[Collected data]
"""

PR #301, opened 2022-06-20
TC: Minor improvements to simplification and adding Root term

kontheocharis:
This PR includes a set of minor improvements to term simplification, notably flattening nested `Term::Merge`s. Furthermore, the `Root` term is introduced, which is used as the type of `TraitKind` and `TyFnTy`. This is needed because typing `TyFnTy` as `TraitKind` is not consistent (since it is not a trait). The `Root` term is also typed as `Root`, and is the only term to do so. This PR is a precursor to tackling #284.

### DIFF
--- a/compiler/hash-typecheck/src/error.rs
+++ b/compiler/hash-typecheck/src/error.rs
@@ -67,6 +67,14 @@ pub enum TcError {
         args: Args,
         unification_errors: Vec<TcError>,
     },
+    InvalidElementOfMerge {
+        term: TermId,
+    },
+    MergeShouldOnlyContainOneNominal {
+        merge_term: TermId,
+        nominal_term: TermId,
+        second_nominal_term: TermId,
+    },
     UnsupportedTypeFunctionApplication {
         subject_id: TermId,
     },
--- a/compiler/hash-typecheck/src/ops/validate.rs
+++ b/compiler/hash-typecheck/src/ops/validate.rs
@@ -1,6 +1,6 @@
 //! Contains utilities to validate terms.
 use crate::{
-    error::TcResult,
+    error::{TcError, TcResult},
     storage::{
         primitives::{FnTy, Level1Term, ModDefId, NominalDefId, Sub, Term, TermId, TrtDefId},
         AccessToStorage, AccessToStorageMut, StorageRefMut,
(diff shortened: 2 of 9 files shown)


compiler/hash-typecheck/src/ops/validate.rs
```diff
@@ -50,16 +50,21 @@ impl<'gs, 'ls, 'cd> Validator<'gs, 'ls, 'cd> {
...
     pub fn validate_mod_def(&mut self, _mod_def_id: ModDefId) -> TcResult<()> {
+        // Ensure if it is a trait impl it implements all the trait members.
         todo!()
     }
 
     /// Validate the trait definition of the given [TrtDefId]
     pub fn validate_trt_def(&mut self, _trt_def_id: TrtDefId) -> TcResult<()> {
+        // Ensure Self exists?
+        // @@Design: do we allow traits without self?
         todo!()
```
feds01, line 61: This would be a pretty weird thing to do, but is there something that prevents someone from doing it?

compiler/hash-typecheck/src/error.rs
```diff
@@ -67,6 +67,14 @@ pub enum TcError {
...
         unification_errors: Vec<TcError>,
     },
+    InvalidElementOfMerge {
+        term: TermId,
+    },
+    MergeShouldOnlyContainOneNominal {
+        merge_term: TermId,
+        nominal_term: TermId,
+        second_nominal_term: TermId,
+    },
```
feds01, line 77: I wonder how these will become human-readable messages :)

feds01 (approved):

compiler/hash-typecheck/src/ops/validate.rs
kontheocharis: Not really, it's just a question of when does Self get introduced. Like, if someone types a function as taking Self, does Self automatically get injected implicitly into the impl? Or does it always have to be explicitly stated?

compiler/hash-typecheck/src/error.rs
kontheocharis: If the concept of a merge is known by the user, it shouldn't be difficult to generate understandable error messages for this.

"""

Work request: Every entry must be given again exactly as it reads.

Response to the task:
PR #301, opened 2022-06-20
TC: Minor improvements to simplification and adding Root term

kontheocharis:
This PR includes a set of minor improvements to term simplification, notably flattening nested `Term::Merge`s. Furthermore, the `Root` term is introduced, which is used as the type of `TraitKind` and `TyFnTy`. This is needed because typing `TyFnTy` as `TraitKind` is not consistent (since it is not a trait). The `Root` term is also typed as `Root`, and is the only term to do so. This PR is a precursor to tackling #284.

### DIFF
--- a/compiler/hash-typecheck/src/error.rs
+++ b/compiler/hash-typecheck/src/error.rs
@@ -67,6 +67,14 @@ pub enum TcError {
         args: Args,
         unification_errors: Vec<TcError>,
     },
+    InvalidElementOfMerge {
+        term: TermId,
+    },
+    MergeShouldOnlyContainOneNominal {
+        merge_term: TermId,
+        nominal_term: TermId,
+        second_nominal_term: TermId,
+    },
     UnsupportedTypeFunctionApplication {
         subject_id: TermId,
     },
--- a/compiler/hash-typecheck/src/ops/validate.rs
+++ b/compiler/hash-typecheck/src/ops/validate.rs
@@ -1,6 +1,6 @@
 //! Contains utilities to validate terms.
 use crate::{
-    error::TcResult,
+    error::{TcError, TcResult},
     storage::{
         primitives::{FnTy, Level1Term, ModDefId, NominalDefId, Sub, Term, TermId, TrtDefId},
         AccessToStorage, AccessToStorageMut, StorageRefMut,
(diff shortened: 2 of 9 files shown)


compiler/hash-typecheck/src/ops/validate.rs
```diff
@@ -50,16 +50,21 @@ impl<'gs, 'ls, 'cd> Validator<'gs, 'ls, 'cd> {
...
     pub fn validate_mod_def(&mut self, _mod_def_id: ModDefId) -> TcResult<()> {
+        // Ensure if it is a trait impl it implements all the trait members.
         todo!()
     }
 
     /// Validate the trait definition of the given [TrtDefId]
     pub fn validate_trt_def(&mut self, _trt_def_id: TrtDefId) -> TcResult<()> {
+        // Ensure Self exists?
+        // @@Design: do we allow traits without self?
         todo!()
```
feds01, line 61: This would be a pretty weird thing to do, but is there something that prevents someone from doing it?

compiler/hash-typecheck/src/error.rs
```diff
@@ -67,6 +67,14 @@ pub enum TcError {
...
         unification_errors: Vec<TcError>,
     },
+    InvalidElementOfMerge {
+        term: TermId,
+    },
+    MergeShouldOnlyContainOneNominal {
+        merge_term: TermId,
+        nominal_term: TermId,
+        second_nominal_term: TermId,
+    },
```
feds01, line 77: I wonder how these will become human-readable messages :)

feds01 (approved):

compiler/hash-typecheck/src/ops/validate.rs
kontheocharis: Not really, it's just a question of when does Self get introduced. Like, if someone types a function as taking Self, does Self automatically get injected implicitly into the impl? Or does it always have to be explicitly stated?

compiler/hash-typecheck/src/error.rs
kontheocharis: If the concept of a merge is known by the user, it shouldn't be difficult to generate understandable error messages for this.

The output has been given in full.